Segment Start: DATASET ENTRIES
PR #2821, opened 2023-02-28
IFrame hinting

aartaka:
# Description

This is a huge work-in-progress to finally allow iframes in hints. Only the foundations are implemented, like parsing iframes (done before this PR in cf2a7bf83f4b573835f6b2bbd11cdf151b77ed57 and adjacent commits) and allowing nested search for Nyxt DOM nodes.

Fixes #1526.

# Discussion

Don't review yet, it's neither complete nor working :D

# Checklist:
Everything in this checklist is required for each PR.  Please do not approve a PR that does not have all of these items.

- [ ] I have pulled from master before submitting this PR
- [ ] There are no merge conflicts.
- [ ] I've added the new dependencies as:
  - [ ] ASDF dependencies,
  - [ ] Git submodules,
    ```sh
	cd /path/to/nyxt/checkout
    git submodule add https://gitlab.common-lisp.net/nyxt/py-configparser _build/py-configparser
    ```
  - [ ] and Guix dependencies.
- [ ] My code follows the style guidelines for Common Lisp code. See:
  - [Norvig & Pitman's Tutorial on Good Lisp Programming Style (PDF)](https://www.cs.umd.edu/~nau/cmsc421/norvig-lisp-style.pdf)
  - [Google Common Lisp Style Guide](https://google.github.io/styleguide/lispguide.xml)
- [ ] I have performed a self-review of my own code.
- [ ] My code has been reviewed by at least one peer.  (The peer review to approve a PR counts.  The reviewer must download and test the code.)
- [ ] Documentation:
  - [ ] All my code has docstrings and `:documentation`s written in the aforementioned style.  (It's OK to skip the docstring for really trivial parts.)
  - [ ] I have updated the existing documentation to match my changes.
  - [ ] I have commented my code in hard-to-understand areas.
  - [ ] I have updated the `changelog.lisp` with my changes if it's anything user-facing (new features, important bug fix, compatibility breakage).
  - [ ] I have added a `migration.lisp` entry for all compatibility-breaking changes.
  - [ ] (If this changes something about the features showcased on Nyxt website) I have these changes described in the new/existing article at Nyxt website or will notify one of maintainters to do so.
- [ ] Compilation and tests:
  - [ ] My changes generate no new warnings.
  - [ ] I have added tests that prove my fix is effective or that my feature works.  (If possible.)
  - [ ] New and existing unit tests pass locally with my changes.

Issue #1400, opened 2021-05-12
Improve hinting mechanism 


aartaka:
Our `hint-mode` can still be greatly improved.  We need to hint more elements and be better at filtering false positives.

Sources of inspiration:
- [ ] Aria roles ([spec](https://developer.mozilla.org/en-US/docs/Web/Accessibility/ARIA/Roles), [listing of the useful ones by @heiwiper](https://github.com/atlas-engineer/nyxt/issues/1400#issuecomment-1606288036))
- [ ] [list of selectors Tridactyl uses](https://github.com/tridactyl/tridactyl/blob/18a699ba3fb8a7fcee072a0feacc7f618fdcb296/src/lib/dom.ts#L583)
- [ ] [the method Vimium uses to determine hintable elements](https://github.com/philc/vimium/blob/bdf654aebe6f570f427c5f7bc9592cad86e642b5/content_scripts/link_hints.js#L1043) 
- [x] [the algorithm Saka Key uses to determine if an element is overlapped](https://github.com/lusakasa/saka-key/blob/master/src/modes/hints/client/findHints.js#L114)

Ambrevar:
Great investigation, thanks!

aartaka:
[ARIA roles](https://developer.mozilla.org/en-US/docs/Web/Accessibility/ARIA/Roles) are something to concider too.

aartaka:
> I have checked the referenced function and It seems to include Shadow DOM

Shadow DOM unawareness is severely lacking in our hinting mechanism, and help would be much appreciated if one knows what they're doing :) See #1828 for more context and examples.

There's also #1526 which I'm trying to fix, and which would also benefit from some help in #2821.

> and also there is the part where it checks whether the corners of the elements are clickable. 

Yeah, this one's weird, not sure what to do with it :thinking:

heiwiper:
I have made progress on the issue related to Shadow DOMs, I did inspire from the pull request you have mentioned which tackles IFrame hinting. However, I'm currently stuck somewhere and I wanted to ask for advice.

I'm using almost the same function as the one you have added in [this commit](https://github.com/atlas-engineer/nyxt/pull/2821/commits/5b33d4c032141106f5f6c8f03b45339b60c65ee1) but for some reason when I inspect the values of `,node` I notice that the root node is going through the second `if` statement which generates the following external error:
```
WARNING:
   Error on separate prompter thread: There is no applicable method for the generic function
[...]

PR #3001, opened 2023-06-04
Add hinting support for Shadow DOM nested elements

### LINKED ISSUE #1828: Hints do not appear for elements within a Shadow DOM
**Describe the bug**
Hints will never be created for page elements which exist inside of a [Shadow DOM](https://developer.mozilla.org/en-US/docs/Web/Web_Components/Using_shadow_DOM), even if a hint would normally apply to that particular element otherwise.

1. Visit a web page that heavily utilizes Shadow DOM ([example](https://developer.servicenow.com/dev.do))
2. Activate hints mode
3. Observe missing hints (e.g.: No hint on the "Sign In" link for the previously linked example)

**Information**
- OS name+version: Linux 5.10.68-1-MANJARO
- Graphics card and driver: Radeon RX 570 Series / amdgpu 21.0.0-1
- Desktop environment / Window manager name+version: Xorg 1.20.13-3 / Xmonad 0.15
- How you installed Nyxt (Guix pack, package manager, build from source): Via AUR using yay package manager
```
Segment End: DATASET ENTRIES
_WORK INSTRUCTION:_
Find the string "commits" in the records, then copy each line where it occurs.

_TASK ANSWER:_
This is a huge work-in-progress to finally allow iframes in hints. Only the foundations are implemented, like parsing iframes (done before this PR in cf2a7bf83f4b573835f6b2bbd11cdf151b77ed57 and adjacent commits) and allowing nested search for Nyxt DOM nodes.
I'm using almost the same function as the one you have added in [this commit](https://github.com/atlas-engineer/nyxt/pull/2821/commits/5b33d4c032141106f5f6c8f03b45339b60c65ee1) but for some reason when I inspect the values of `,node` I notice that the root node is going through the second `if` statement which generates the following external error:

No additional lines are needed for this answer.